Protein function depends on its structure, which is organized into four levels:

• Primary: Sequence of amino acids

• Secondary: Coils and folds (α helix, β sheet) due to hydrogen bonding

• Tertiary: Overall 3D shape from interactions among R groups

• Quaternary: Association of multiple polypeptides

Sickle-Cell Disease: Protein Structure Example

A single amino acid substitution in hemoglobin causes sickle-cell disease, demonstrating how primary structure affects protein function.

Protein Denaturation

Physical and chemical conditions (temperature, pH, salt concentration) can disrupt protein structure, leading to denaturation and loss of function.

Nucleic Acids

DNA and RNA: Structure and Function

Nucleic acids store, transmit, and help express hereditary information.

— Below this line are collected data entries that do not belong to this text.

PR #455, opened 2020-04-20
update homeuniteus.md

ExperimentsInHonesty:
Updated title and link to repository

### DIFF
--- a/_projects/homeuniteus.md
+++ b/_projects/homeuniteus.md
@@ -1,6 +1,6 @@
 ---
 identification: '228981080'
-title: Home Unite US
+title: Home Unite Us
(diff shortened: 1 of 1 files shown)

DNA is composed of monomers called nucleotides, which consist of a nitrogenous base, a pentose sugar, and one or more phosphate groups. RNA is similar but uses ribose and uracil instead of thymine.

Nucleotide Polymers

Adjacent nucleotides are joined by phosphodiester linkages, forming a sugar-phosphate backbone. DNA polymers have directionality (5' and 3' ends), and base sequences are unique for each gene.

Structures of DNA and RNA

DNA consists of two polynucleotide strands forming a double helix, with antiparallel backbones and complementary base pairing (A-T, G-C). RNA is single-stranded, with A-U pairing.

Genomics and Proteomics

Bioinformatics and Molecular Evolution

Genomics and proteomics involve the analysis of large sets of genes and proteins, often using bioinformatics tools. DNA and protein sequences can be used to assess evolutionary relationships among species.

DNA and Proteins as Tape Measures of Evolution

Linear sequences of nucleotides in DNA are inherited and can be compared to assess kinship and evolutionary relationships. Closely related species have more similar DNA sequences.